**INPUT:**

PR #363, opened 2017-09-02
Fix: annotation mode exits on wrong button and fetch annotations returns non-promise

MinhHNguyen:
- Annotation mode exits using the wrong button element. This causes the wrong one to become in-active
- When calling fetchannotations() without permissions to view all or own annotations, a non-promise unexpectedly returned.

### DIFF
--- a/src/lib/annotations/Annotator.js
+++ b/src/lib/annotations/Annotator.js
@@ -369,7 +369,7 @@ class Annotator extends EventEmitter {
         const buttonEl = event.target || this.getAnnotateButton(buttonSelector);
 
         // Exit any other annotation mode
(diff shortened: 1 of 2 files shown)


src/lib/annotations/Annotator.js
```diff
@@ -543,7 +545,7 @@ class Annotator extends EventEmitter {
         // Do not load any pre-existing annotations if the user does not have
         // the correct permissions
         if (!this.permissions.canViewAllAnnotations || !this.permissions.canViewOwnAnnotations) {
-            return this.threads;
```
pramodsum: oh shoot. Great catch! Thanks!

**TASK GOAL:** Locate the string "wrong" in the listing above and copy every line where it occurs.

**EXPECTED OUTPUT:**
Fix: annotation mode exits on wrong button and fetch annotations returns non-promise
- Annotation mode exits using the wrong button element. This causes the wrong one to become in-active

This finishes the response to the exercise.